* **Assignment**
Scan the material below for lines with the string "blank". State how many there are and nothing else.

=======

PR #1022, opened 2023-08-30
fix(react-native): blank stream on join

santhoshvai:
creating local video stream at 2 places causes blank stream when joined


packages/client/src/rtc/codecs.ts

=======

* **Answer to the exercise**
2